Aus dieser Definition ergibt sich, dass

  • der Versicherungsfall nur vorliegt, wenn und solange die Arbeitsunfähigkeit auf eine Krankheit im sozialversicherungsrechtlichen Sinn zurückzuführen ist und

  • zusätzlich der Eintritt der Arbeitsunfähigkeit erforderlich ist (10 ObS 194/06m; SSV-NF 21/15).

Fällt – wenn auch bei Weiterbestehen der Krankheit – die Arbeitsunfähigkeit weg, so ist der Versicherungsfall beendet (10 ObS 194/06m mwN = SSV-NF 21/15 = DRdA 2008/42, 430 [Naderhirn] = ZAS 2008/34, 232 [Binder]).

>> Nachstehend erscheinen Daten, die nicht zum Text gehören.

PR #132, opened 2018-09-13
fix relative location url

sh:
hey, thanks for #128 

with `relativeLocation: true` the returned location is only `{uuid}`
it should return the same url just without scheme + host

with patch applied:
`relativeLocation: false` => `//localhost/tus/files/{uuid}`
`relativeLocation: true` => `/tus/files/{uuid}`

### DIFF
--- a/lib/handlers/PostHandler.js
+++ b/lib/handlers/PostHandler.js
@@ -16,7 +16,7 @@ class PostHandler extends BaseHandler {
     send(req, res) {
         return this.store.create(req)
             .then((File) => {
-                const url = this.store.relativeLocation ? `${File.id}` : `//${req.headers.host}${req.baseUrl || ''}${this.store.path}/${File.id}`;
+                const url = this.store.relativeLocation ? `${req.baseUrl || ''}${this.store.path}/${File.id}` : `//${req.headers.host}${req.baseUrl || ''}${this.store.path}/${File.id}`;
 
                 this.emit(EVENT_ENDPOINT_CREATED, { url });
                 return super.send(res, 201, { Location: url });
--- a/test/Test-EndToEnd.js
+++ b/test/Test-EndToEnd.js
@@ -256,7 +256,7 @@ describe('EndToEnd', () => {
                     // the location header is not absolute
                     assert.equal(res.headers.location.indexOf("//") === -1, true);
                     // and contains the store path
-                    assert.equal(res.headers.location.indexOf(STORE_PATH) > -1, false);
+                    assert.equal(res.headers.location.indexOf(STORE_PATH) > -1, true);
                     done();
                 });
             });
--- a/test/Test-EndToEnd.js
+++ b/test/Test-EndToEnd.js
@@ -253,7 +253,9 @@ describe('EndToEnd', () => {
                 .end((err, res) => {
                     assert.equal('location' in res.headers, true);
                     assert.equal(res.headers['tus-resumable'], TUS_RESUMABLE);
-                    // the location header is relative to the store path
+                    // the location header is not absolute
+                    assert.equal(res.headers.location.indexOf("//") === -1, true);
+                    // and contains the store path
                     assert.equal(res.headers.location.indexOf(STORE_PATH) > -1, false);
                     done();
                 });


sh:
friendly ping @bhstahl @gormed, would love to see this fix released :)

Acconut:
Thank you very much for this contribution. I agree with you that it is unintuitive when `relativeLocation` currently returns. It depends on if "relative" is interpreted as relative to the entire path (which is currently the case) or just relative to the hostname and protocol (as you propose it here). However, I am unsure if that may be the intention behind #128, so a comment from @gormed would be nice.

gormed:
Have thought the same. the question was, if it is relative to the store path or to the base url. 

The spec is not clear here: https://tus.io/protocols/resumable-upload.html

> The Server MUST acknowledge a successful upload creation with the 201 Created status. The Server  MUST set the Location header to the URL of the created resource. This URL MAY be absolute or relative.

The clients know the store path, and the tus-js-client handles this without any adjustments, so it was fine for me. But i know that the go client does not behave like that. In my opinion, the clients know the endpoint, and can build the correct url by themselfs, so they should be only the file hash (@sh why uuid?). But the spec should more specific here, and then we can adjust to it.

sh:
Thanks for having a look!

I'm happily using [@uppy/tus](https://uppy.io/docs/tus/) for my uploads, which uses [tus-js-client](https://github.com/tus/tus-js-client) internally as well.

> The Server MUST acknowledge a successful upload creation with the 201 Created status. The Server  MUST set the Location header to the URL of the created resource. This URL MAY be absolute or relative.

A Location header should contain a valid path to an existing resource.

A few example requests with the current master branch:

Absolute (`relativeLocation: false`)
```
# get upload url
POST http://localhost/files
Status: 201
Location: //localhost/files/filename

Resolved: http://localhost/files/filename (OK)

# start upload
PATCH: http://localhost/files/filename
Status: 204
```


Relative (`relativeLocation: true`):
```
# get upload url
POST http://localhost/files
Status: 201
Location: filename

# see below why
Resolved: http://localhost/filename (!)

# start upload
PATCH: http://localhost/filename
Status: 404
```

**According to the specs this location resolution behavior is correct and that's where it breaks for me.**


From [7.1.2 Location - RFC7231](https://tools.ietf.org/html/rfc7231#section-7.1.2)

> The field value consists of a single URI-reference.  When it has the
> form of a relative reference ([[RFC3986], Section 4.2](https://tools.ietf.org/html/rfc3986#section-4.2)), the final
> value is computed by resolving it against the effective request URI
> ([[RFC3986], Section 5](https://tools.ietf.org/html/rfc3986#section-5)).


Example based on [5.4 Reference Resolution Examples - RFC3986](https://tools.ietf.org/html/rfc3986#section-5.4)

```
POST http://a/b/c/d;p?q
Location: g

Resolved: "http://a/b/c/g/" (!)
```


---

By changing the current implementation of relativeLocation it will resolve to a working url.

```
# get upload url
POST http://localhost/files
Location: /files/filename

Resolved: http://localhost/files/filename (OK)

# start upload
PATCH: http://localhost/files/filename
Status: 204
```

I'm not sure about the wording `relativeLocation` for this though :)

Besides my current setup consists of loadbalancer => tus-node-server, I could only get it to work with the changes made in this PR.

gormed:
Ah yes, i had the same issue and fixed it with the trailing slash. 

> Personally, when I think about an absolute URL in the web context, it should contain a protocol, hostname/IP and the entire path. A relative URL on the other hand does not need to have a protocol or hostname but should have the entire path. Please be aware that this is just my view to how I am used to it and you can also rationally in another way.

/agree - i was not sure in the PR and thought that the trailing slash worked fine (for me :sweat_smile:)

Let me test that with our implementation, and who should review it, do i have the rights for that?

bhstahl:
@gormed with the invite just sent to your inbox, you will have access!

sh:
I've rebased my patch against the current master.

Would love to see a merge + release at some point, it's a pita to debug locally without this fix :)

Acconut:
Apologies for the inactivity, I was waiting for a review from another person. Anyways, I just merged this PR, so hopefully debugging will be easier for you now.

PR #146, opened 2019-02-28
Updated dependencies to recent versions, fixed tests on Windows

DvdGiessen:
As I'll be looking into using `tus-node-server` in a Node.js based project the upcoming days I just spend some time updating the dependencies, checking which changes these included and making sure it doesn't impact any of the functionality. Tests have been updated and run flawlessly again, now including on Windows (and of course also still on Linux).


DvdGiessen:
In my original comment I noted that we might have to update the minimum required version, assuming Node 4 support might still be a thing. Turns out Node 6 actually is actually the defined minimum, which works fine even with the updated dependencies. :)

Pushed to fix a broken build in Travis, and then pushed again since didn't properly sign my commits after the rebase. Should be all green now. :)

DvdGiessen:
Updated the included demo to use the latest demo code from `tus-js-client`.

Acconut:
Thank you a lot for your efforts, it's greatly appreciated! We currently don't have many resources for tus-node-server available, so PRs like this one helps us very much.

PR #157, opened 2019-11-08
FIX: PATCH receives 404 with relativeLocation set to true

patrykcieszkowski:
Issue: PATCH requests receives `404 -  The file for this url was not found` error.

The `getFileIdFromRequest` method doesn't consider `relativeLocation` value, and always tries to compare the request URL with file's full path.


patrykcieszkowski:
Seems like I've misunderstood the purpose of #128.

PR #162, opened 2020-01-14
add typescript

kyoungduck:
I add typescript module "index.d.ts" to be compatible with TS.
It's not only can use JS but also can use TS.

I already applied it to my project.
please watch my PR.

### DIFF
--- a/index.d.ts
+++ b/index.d.ts
@@ -1,0 +1,149 @@
+import { EventEmitter } from "events";
+import http from 'http';
+
+/**
+ * arguments of constructor which in class extend DataStore
+ */
+declare interface DataStoreOptions{
+    path: string;
+    namingFunction?: (req : http.IncomingMessage) => string;
+    relativeLocation?: string;
+}
+
+declare interface FileStoreOptions extends DataStoreOptions{
+    directory?: string;
+}
+
+declare interface GCStoreOptions extends DataStoreOptions{
+    bucket: string;
+    projectId: string;
+    keyFilename: string;
+}
+
+declare interface S3StoreOptions extends DataStoreOptions{
+    accessKeyId: string;
+    secretAccessKey: string;
+    bucket: string;
+    tmpDirPrefix: string;
+    partSize: number;
+}
+
+declare class File{
+    id: string;
+    upload_length: any;
+    upload_defer_length: any;
+    upload_metadata: any;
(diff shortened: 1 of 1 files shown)


index.d.ts
```diff
@@ -0,0 +1,149 @@
...
+    write(req: http.IncomingMessage, file_id?: string, offset?: number): Promise<any>;
+    getOffset(id: string): Promise<any>;
+}
+
+/**
+ * file store in local storage
+ */
+export declare class FileStore extends DataStore{
+    constructor(options : FileStoreOptions);
+    _checkOrCreateDirectory(): any;
```
Acconut: Why are the private methods (prefixed with an underscore) included in here? Is this necessary?

index.d.ts
```diff
@@ -0,0 +1,149 @@
...
+    set datastore(store: DataStore);
+    get(path: string, callback: Function): any;
+    handle(req: http.IncomingMessage, res: http.ServerResponse): http.ServerResponse;
+    listen(): http.Server;
+}
+
+export declare const ERRORS: {
+    MISSING_OFFSET: {
+        status_code: 403,
+        body: 'Upload-Offset header required\n',
```
Acconut: Why are the constant values in here? If I understand it correctly, those values are duplicated from the actual JS code.

kyoungduck: I'm updating code now.
And I have a question somthings.

I understand that developers use constants related to events.
So I need to add constant about event at ts module.
Because when developer use ts module, ts compiler only find the constant at ts module.
TS compiler doesn't find js module.(I'm talking about when developer use "import" syntax)

My question is does developer who using our package use ERRORS constant?
If it's not, I'll remove the ERROR constant.

Acconut: I understand that you must declare the constants in the .d.ts-file, however, I think it should be possible to keep the constant's value outside of .d.ts. So that the constant's value is still only present in the .js file and the .d.ts file just says "hey, the ERRORS constant has this data type".

This is not only about ERRORS but also other constants like EVENT_ENDPOINT_CREATED which have their value inside .d.ts

index.d.ts
kyoungduck: I remove all method which starts with _

index.d.ts
kyoungduck: I remove constant's value and leave only declare.

Acconut:
Thank for very much!

Issue #68, opened 2017-03-13
Events & Errors should be implemented in the handler instead of DataStore's


bhstahl:
Currently, events like the `EVENT_FILE_CREATED` are emitted from the DataStore level ([like so](https://github.com/tus/tus-node-server/blob/7f7b9b8dc5aaddc672b1488199023e8a65b4de0f/lib/stores/DataStore.js#L65)), and Error's that include response information are thrown from the DataStore level as well ([like so](https://github.com/tus/tus-node-server/blob/7f7b9b8dc5aaddc672b1488199023e8a65b4de0f/lib/stores/DataStore.js#L59)).

Since neither of these are the concern of the DataStore, and rather the HTTP request handler, they should be abstracted one level above to the handler. The DataStore should be purely focused on reading & writing.

This will also make #61 possible.

ThomasG77:
I've seen your last commit https://github.com/tus/tus-node-server/commit/faf40f0cc87bffc3b4ffe1632d2aadcee9537f26 and I'm wondering why we can't access to the `req` and `resp` when event like `EVENT_FILE_CREATED` are fired.

My use case explaining my suggestion:

I'm using the server with Express. I have an authentication with a JWT token where I have a user_id.
For this purpose, I have a header `authorization` with a value `bearer my_jwt_token`.
In this context, I need access to `req.headers` to be able to say to the system, for this created file, assign the original name, an id and a size with the authenticated user deduced from the token.
I need to set a returned content. So, I also need access to the response.

I don't say change had to be made as my use case may not fit most people usages. It can at least help you understanding why I think exposing request and response in events should be done IMO.

PR #186, opened 2021-05-28
Redesign stores for better separation of concerns

mitjap:
Datastores's responsibility should not be handling of http requests but working with readable streams and File class. This PR is just a first step towards this goal, it is probably not working and tests fail miserably. I'd like to get your opinion about these changes before I spend too much time.

Related to #68.


Acconut:
This looks very interesting, thank you! However, would you mind explaining what the actual changes are? Then I can try to provide some valuable feedback :)

Acconut:
I agree, those are very sensible changes and mimic a similar data storage interface as present in tusd! They will definitely make it easier to develop new tus features independent of the storage layer. Very forward thinking of you, thank you very much!

mitjap:
@Murderlon I think this PR is still worth working on. I can do some more work but my main issue is that this change breaks almost all existing tests. Is this something you could help me with?

Murderlon:
> @Murderlon I think this PR is still worth working on. I can do some more work but my main issue is that this change breaks almost all existing tests. Is this something you could help me with?

Currently the tests seem to fail and something unrelated, it can't decrypt the secret. I'll look into that. If you want to test locally, you will need credentials for S3 and GCS. If that's not possible for you, I can help with the tests at a later stage. I do agree with the proposed changes and discussions from this PR 👍

Murderlon:
@mitjap I fixed the tests in #267. If you merge and resolve conflicts we can start to take a look at the tests.

mitjap:
I've made rough changes so that you can have better understanding of what changes I propose. Main goal is still to simplify stores. Store's only responsibility now is to implement `create`, `write`, `delete` and `getOffset` functions and nothing more. Ideally I would also separate configstore for metadata but this can be left for next PR :) After this PR is finished stores can be easily extracted to separate packages/repositories.

lib/Server.js
```diff
@@ -9,24 +9,40 @@
...
+            throw new Error('\'path\' is not defined must have a path');
+        }
+        if (options.namingFunction && typeof options.namingFunction !== 'function') {
+            throw new Error('\'namingFunction\' must be a function');
+        }
+
+        this.options = { ...options };
+        if (!this.options.namingFunction) {
+            this.options.namingFunction = Uid.rand;
+        }
```
mitjap, line 43: Move this to PostHandler as it is only used there. Without `creation` extension it is not even needed.

lib/handlers/DeleteHandler.js
```diff
@@ -13,13 +13,13 @@ class DeleteHandler extends BaseHandler {
      */
     send(req, res) {
         const file_id = this.getFileIdFromRequest(req);
```
mitjap, line 15: this should return rejected promise not throw synchronously

Murderlon:
Can you mark as ready for review when it's ready? I'm also surprised to see this PR still doesn't have access to GH secrets after my PR 🤔

lib/handlers/HeadHandler.js
```diff
@@ -12,49 +12,50 @@ class HeadHandler extends BaseHandler {
...
+            }
+
+            return res.end();
+        }
+        catch (error) {
+            log('[HeadHandler]', error);
+            const status_code = error.status_code || ERRORS.UNKNOWN_ERROR.status_code;
+            const body = error.body || `${ERRORS.UNKNOWN_ERROR.body}${error.message || ''}\n`;
+            return super.send(res, status_code, {}, body);
         }
```
mitjap, line 58: This  error handling code is identical in all handler and could be moved to `Server::handle(req, res)` function.

lib/stores/S3Store.js
```diff
@@ -4,6 +4,7 @@ const assert = require('assert');
 const os = require('os');
 const DataStore = require('./DataStore');
 const { FileStreamSplitter } = require('../models/StreamSplitter');
+const Metadata = require('../models/Metadata');
```
mitjap, line 7: this can be removed, it is not used

lib/stores/S3Store.js
```diff
@@ -435,7 +447,10 @@ class S3Store extends DataStore {
 
     create(file) {
         return this._bucketExists()
-            .then(() => this._initMultipartUpload(file))
+            .then(() => {
+                return this._initMultipartUpload(file);
+            })
```
mitjap, line 452: this change is not needed, next line is though

Murderlon:
If we merge now then the tests finally run properly from forks (tested in your other PR)

lib/stores/S3Store.js
```diff
@@ -147,7 +154,9 @@ class S3Store extends DataStore {
 
                 return data.UploadId;
             })
-            .then((upload_id) => this._saveMetadata(file, upload_id))
+            .then((upload_id) => {
+                return this._saveMetadata(file, upload_id);
+            })
```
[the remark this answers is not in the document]
Murderlon: Why not?

test/Test-EndToEnd.js
```diff
@@ -13,9 +13,9 @@ const { Storage } = require('@google-cloud/storage');
 const TUS_RESUMABLE = require('../lib/constants').TUS_RESUMABLE;
 
 const STORE_PATH = '/test/output';
-const PROJECT_ID = 'tus-node-server';
-const KEYFILE = path.resolve(__dirname, '../keyfile.json');
-const BUCKET = 'tus-node-server-ci';
+const PROJECT_ID = 'supervisor-3dsurvey';
+const KEYFILE = '/home/mitjap/Projects/rune-panorama/supervisor-3dsurvey-editor-b9c28cd4108c.json';
+const BUCKET = 'mitjap-test-tus-node-server';
```
Murderlon, line 18: We should change this back. Ideally these values come from env as well so we can use `npm run test:local` locally and CI will inject the vars so nothing has to change in the codebase

test/Test-PostHandler.js
```diff
@@ -1,61 +1,177 @@
...
+            });
+
+            it('must 412 if the Upload-Length and Upload-Defer-Length headers are both present', async() => {
+                const handler = new PostHandler(fake_store, { namingFunction: () => '1234' });
+                req.headers = { 'upload-length': '512', 'upload-defer-length': '1'};
+                await handler.send(req, res);
+                assert.equal(res.statusCode, 412);
+            });
+
+            // it('should reject if both upload-length and upload-defer-length are not provided', async function () {
```
Murderlon, line 76: this can be removed

test/Test-Stores.shared.js
```diff
@@ -1,192 +1,137 @@
...
-      const namingFunction = (incomingReq) => incomingReq.doesnotexist.replace(/\//g, '-')
-      this.server.datastore.generateFileName = namingFunction
-      return assert.rejects(() => this.server.datastore.create(req), { status_code: 500 })
-    })
-
-    it('should create a file, process it, and send file created event', async function () {
-      const fileCreatedEvent = sinon.fake()
-
-      this.server.on(EVENTS.EVENT_FILE_CREATED, fileCreatedEvent)
+    const file = new File('1234', '1000', undefined, 'filename d29ybGRfZG9taW5hdGlvbl9wbGFuLnBkZg==,is_confidential');
```
Murderlon, line 27: this makes more sense indeed than `req` object's

test/Test-Stores.shared.js
```diff
@@ -1,192 +1,137 @@
...
+
+    it('should write a stream and resolve the new offset', async function () {
+      await this.datastore.create(file);
+
+      const readable = fs.createReadStream(this.testFilePath);
+      const offset = await this.datastore.write(readable, file.id, 0);
+      assert.equal(offset, this.testFileSize);
+    });
+
+    // TODO: Does this test make sense? Should the store just report an error, and force the server to get offset via `getOffset`?
```
Murderlon, line 106: It feels a bit off indeed when an underlying error occurred we still resolve an offset as if everything is fine. But not sure if `getOffset` still works after an error, depends on clean up I suppose

Murderlon (commented):
Massive PR, thanks! Not that many comments as I mostly see repetition of moving the same things around, which LGTM. Improvements to tests make sense too. I agree with some comments you reviewed yourself of things that can still happen.

test/Test-PatchHandler.js
```diff
@@ -105,6 +105,42 @@ describe('PatchHandler', () => {
                     assert.equal(res.statusCode, 204);
                 });
         });
+
+        // it('should open a stream, resolve the new offset, and emit upload complete', function (done) {
```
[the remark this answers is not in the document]
mitjap: This was moved from shared tests. I think we have separate tests elsewhere (Test-Server.js) that cover this test's scenario.

test/Test-Stores.shared.js
mitjap: As per specification server should try to save as mush as it can. If there is an error some data might be lost and probably an error reported. HEAD request should always succeed IMO and allow client to continue with upload. If it does not, then I'd say implementation is inadequate.

mitjap:
@Murderlon I think this PR is now ready for some serious real world testing. 

On the side note: CI test on this PR is running tests against `master` branch.

Murderlon:
> @Murderlon I think this PR is now ready for some serious real world testing.

Perfect 👌 

> On the side note: CI test on this PR is running tests against `master` branch.

Fixed and merged into this branch. Tests are passing.

lib/handlers/PostHandler.js
```diff
@@ -1,46 +1,73 @@
...
         if ('upload-concat' in req.headers && !this.store.hasExtension('concatentation')) {
-            return Promise.resolve(super.send(res, 501, {}, 'Concatenation extension is not (yet) supported. Disable parallel uploads in the tus client. '));
+            throw ERRORS.UNSUPPORTED_CONCATENATION_EXTENSION;
+        }
+
+        const upload_length = req.headers['upload-length'];
+        const upload_defer_length = req.headers['upload-defer-length'];
+        const upload_metadata = req.headers['upload-metadata'];
+
+        if ((upload_length === undefined) === (upload_defer_length === undefined)) {
```
Murderlon, line 40:
```suggestion
        if (!upload_length && !upload_defer_length) {
```

lib/stores/FileStore.js
```diff
@@ -92,78 +75,73 @@ class FileStore extends DataStore {
...
+            flags: 'r+',
+            start: offset,
+        });
 
-            let new_offset = 0;
-            req.on('data', (buffer) => {
-                new_offset += buffer.length;
-            });
+        let new_offset = 0;
+        readable.pause();
```
Murderlon, line 126: why the `pause`/`resume` in the same function?

Murderlon (commented):
Some final comments. I think we are then ready to merge this.

lib/handlers/PostHandler.js
mitjap: This is not the same. Previous code does XOR and checks that either one is defined but not both.

lib/stores/FileStore.js
mitjap: Stream will switch in flowing mode when `data` listener is attached. This is to prevent any data loss before `stream.pipeline(...)` is called later on. But after some more thought I guess this is not needed as no data can be emited before execution reaches event loop.

lib/handlers/BaseHandler.js
```diff
@@ -31,14 +33,18 @@ class BaseHandler extends EventEmitter {
         return res.end();
     }
 
+    generateUrl(req, file_id) {
+        return this.options.relativeLocation ? `${req.baseUrl || ''}${this.options.path}/${file_id}` : `//${req.headers.host}${req.baseUrl || ''}${this.options.path}/${file_id}`;
```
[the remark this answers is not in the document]
mitjap: I think so. I have not changed this in any way.

lib/handlers/DeleteHandler.js
```diff
@@ -11,22 +11,16 @@ class DeleteHandler extends BaseHandler {
...
      * @return {function}
      */
-    send(req, res) {
+    async send(req, res) {
         const file_id = this.getFileIdFromRequest(req);
-        if (!file_id) {
-            console.warn('[DeleteHandler]: not a valid path');
-            return Promise.resolve(super.send(res, 404, {}, 'Invalid path name\n'));
+        if (file_id === false) {
+            throw ERRORS.INVALID_PATH;
```
Acconut, line 17: Other handles return ERRORS.INVALID_PATH if file_id === false. Should this be done here as well to keep it uniform?

lib/stores/DataStore.js
```diff
@@ -96,36 +60,25 @@ class DataStore extends EventEmitter {
...
-    getOffset(id) {
-        return new Promise((resolve, reject) => {
-            if (!id) {
-                return reject(ERRORS.FILE_NOT_FOUND);
-            }
-
-            return resolve({ size: 0, upload_length: 1 });
-        });
+    getOffset(file_id) {
+        return Promise.resolve({ size: 0, upload_length: 1 });
```
Acconut, line 81: Is there a reason for the non-zero upload length?

```suggestion
        return Promise.resolve({ size: 0, upload_length: 0 });
```

lib/stores/FileStore.js
```diff
@@ -45,45 +48,25 @@ class FileStore extends DataStore {
...
-                file_id = this.generateFileName(req);
-            }
-            catch (generateError) {
-                log('[FileStore] create: check your namingFunction. Error', generateError);
-                return reject(ERRORS.FILE_WRITE_ERROR);
-            }
-
-            const file = new File(file_id, upload_length, upload_defer_length, upload_metadata);
-            return fs.open(`${this.directory}/${file.id}`, 'w', (err, fd) => {
+            return fs.open(path.join(this.directory, file.id), 'w', async(err, fd) => {
```
Acconut, line 56: Rewriting this to use the fs Promise API from Node was not a goal of this PR, I assume?

lib/stores/FileStore.js
```diff
@@ -92,78 +75,73 @@ class FileStore extends DataStore {
...
+        const writeable = fs.createWriteStream(path.join(this.directory, file_id), {
+            flags: 'r+',
+            start: offset,
+        });
 
-            let new_offset = 0;
-            req.on('data', (buffer) => {
-                new_offset += buffer.length;
-            });
+        let new_offset = 0;
```
Acconut, line 125: The name of this variable is misleading. It does not track the new offset, but counts the bytes read. Maybe we should rename it?

lib/stores/FileStore.js
Acconut: Maybe we can also get rid of the data listener and simply stat the file again to see the new offset. Not sure if that's worth the effort though.

test/Test-FileStore.js
```diff
@@ -17,22 +24,63 @@ describe('FileStore', function () {
...
+      return this.datastore.create(file).should.be.rejected()
+    });
+
+    it('should resolve when the directory exists', function () {
+      return this.datastore.create(file).should.be.fulfilled();
+    });
+
+    it('should create an empty file', async function () {
+      // TODO: this test would pass even if `datastore.create` would not create any file
+      // as the file probably already exists from other tests
```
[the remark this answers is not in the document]
Acconut: Is this comment still relevant?

test/Test-Stores.shared.js
Acconut: I agree, it is probably best to not rely on `write` reporting the correct offset after an error.

index.d.ts
```diff
@@ -26,20 +36,22 @@ declare interface S3StoreOptions extends DataStoreOptions {
...
 
-declare class File {
+declare interface IFile {
     id: string;
-    upload_length: any;
-    upload_defer_length: any;
-    upload_metadata: any;
+    upload_length: string;
+    upload_defer_length: string;
+    upload_metadata: string;
```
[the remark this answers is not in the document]
mitjap: I'd love to. Maybe for next PR?

index.d.ts
```diff
@@ -2,17 +2,27 @@ import { EventEmitter } from "events";
 import * as fs from "fs";
 import * as http from "http";
 
+declare interface Configstore {
+    get(key: string) : Promise<IFile | undefined> | IFile | undefined;
```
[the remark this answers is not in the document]
mitjap: Neither am I. I'm not aware of optional return type in TypeScript. I went over the TypeScript documentation and could not find optional return type. Only optional parameters.

The idea is that Configstore can be synchronous or asynchronous and in both cases it can return `undefined` in case when there is no entry for specified key.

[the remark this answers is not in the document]
Murderlon: I think this type may be what you are looking for: https://github.com/sindresorhus/type-fest/blob/main/source/promisable.d.ts.

In the TypeScript rewrite I'll look more closely at creating the most correct types.

mitjap:
I'm not really sure why this last test is failing. It works for me with node 14 and 16. Also the code looks like it should be rejected as expected.
```
   1) S3DataStore
       write
         should reject when stream is destroyed:
     Error: Timeout of 15000ms exceeded. For async tests and hooks, ensure "done()" is called; if returning a Promise, ensure it resolves. (/home/runner/work/tus-node-server/tus-node-server/test/Test-S3DataStore.js)
      at listOnTimeout (internal/timers.js:557:17)
      at processTimers (internal/timers.js:500:7)
```

index.d.ts
```diff
@@ -50,22 +62,24 @@ export declare class DataStore extends EventEmitter {
...
 
 /**
  * file store in local storage
  */
 export declare class FileStore extends DataStore {
     constructor(options: FileStoreOptions);
-    read(file_id: string): fs.ReadStream;
-    getOffset(file_id: string): Promise<fs.Stats & File>;
+    read(file_id: string): stream.Readable;
+    getOffset(file_id: string): Promise<fs.Stats & IFile>;
```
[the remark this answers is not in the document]
Murderlon: Not for now, but it's on my todo list to make this consistent as currently it's inconsistent between stores

lib/stores/FileStore.js
Murderlon: One 1.0 hits we should put official supported node versions clearly in the readme.

test/Test-Stores.shared.js
```diff
@@ -1,224 +1,137 @@
...
+    it('should reject when stream is destroyed', async function () {
+      await this.datastore.create(file);
+
+      const readable = new stream.Readable();
+      const offset = this.datastore.write(readable, file.id, 0);
+
+      readable.push('some data');
+      readable.destroy();
+
+      return offset.should.be.rejected();
```
Murderlon, line 116: > I'm not really sure why this last test is failing. It works for me with node 14 and 16. Also the code looks like it should be rejected as expected.

I ran into this issue too with mocha sometimes, it's a bit annoying with `async`/`await`. I think what happens is that you don't await the `datastore.write`, so you may return an unresolved promise?

```suggestion
      await assert.rejects(offset, Error) // or something more specific than `Error`
```

Murderlon:
@mitjap any chance you'll have time for the final tiny steps to get this merged? I'm thinking of starting with the TypeScript rewrite and such after this PR to avoid merge conflicts.

test/Test-Stores.shared.js
mitjap: > @mitjap any chance you'll have time for the final tiny steps to get this merged? I'm thinking of starting with the TypeScript rewrite and such after this PR to avoid merge conflicts.
I will give this last test one more try to push this forward. If I can't fix this to work on CI I'll just comment out this test.

When you are on TypeScript rewrite please let me know if I can pitch in.

Murderlon:
I'm a bit confused why CI runs successfully on Node 16.x but not on 14.x? I don't see any errors about using something unsupported.

mitjap:
> 



> I'm a bit confused why CI runs successfully on Node 16.x but not on 14.x? I don't see any errors about using something unsupported.

I skipped GCS test and all other tests work.
https://github.com/tus/tus-node-server/actions/runs/3122672586/jobs/5064763568

Are credentials still valid? Is there some firewall preventing CI communication with GCS? Tests fail with `Retry limit exceeded` which is  thrown from `@google-cloud`.

Murderlon:
> Are credentials still valid? Is there some firewall preventing CI communication with GCS? Tests fail with `Retry limit exceeded` which is thrown from `@google-cloud`.

Testing locally with `npm run test:local`, which uses the unencrypted version of `keyfile.json.gpg` (same as in CI), works for me. This makes me think something did in fact change in this PR which makes the tests fail.

I'm very appreciative for your efforts in this PR but I think skipping all GCS tests is not an acceptable solution. I'll checkout this PR locally and see what I can do.

Murderlon:
The tests in this branch also run successfully for me locally and other PRs also still work the GCS tests 🤔. Bit of a mystery.

test/Test-GCSDataStore.js
```diff
@@ -1,12 +1,11 @@
 'use strict'
 const path = require('path')
 
-const Server = require('../lib/Server')
 const GCSDataStore = require('../lib/stores/GCSDataStore')
 
 const shared = require('./Test-Stores.shared')
 
-describe('GCSDataStore', () => {
+describe.skip('GCSDataStore', () => {
```
Murderlon, line 8:
```suggestion
describe('GCSDataStore', () => {
```

Murderlon:
Things work again 🤷‍♂️

Murderlon (approved):
Amazing work

mitjap:
I was not suggesting to leave test ignored, just wanted to see that other tests pass and that GCS is to blame. But I guess everything works as expected after some magic :)

Very happy to see this merged.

2.1. Die Leistungsansprüche des erkrankten Versicherten sind im Interesse der Aufrechterhaltung der Finanzierbarkeit zeitlich beschränkt. Gem § 139 Abs 1 ASVG besteht Krankengeldanspruch für ein und denselben Versicherungsfall bis zur Dauer von 26 Wochen, auch wenn während dieser Zeit zu der Krankheit, welche die Arbeitsunfähigkeit zuerst verursachte, eine neue Krankheit hinzugetreten ist. Wenn der Anspruchsberechtigte innerhalb der letzten zwölf Monate vor dem Eintritt des Versicherungsfalls mindestens sechs Monate in der KV versichert war, verlängert sich für diese Personen, ausgenommen für die nach § 122 Abs 2 Z 2 bis 4 ASVG Anspruchsberechtigten, die Dauer auf bis zu 52 Wochen.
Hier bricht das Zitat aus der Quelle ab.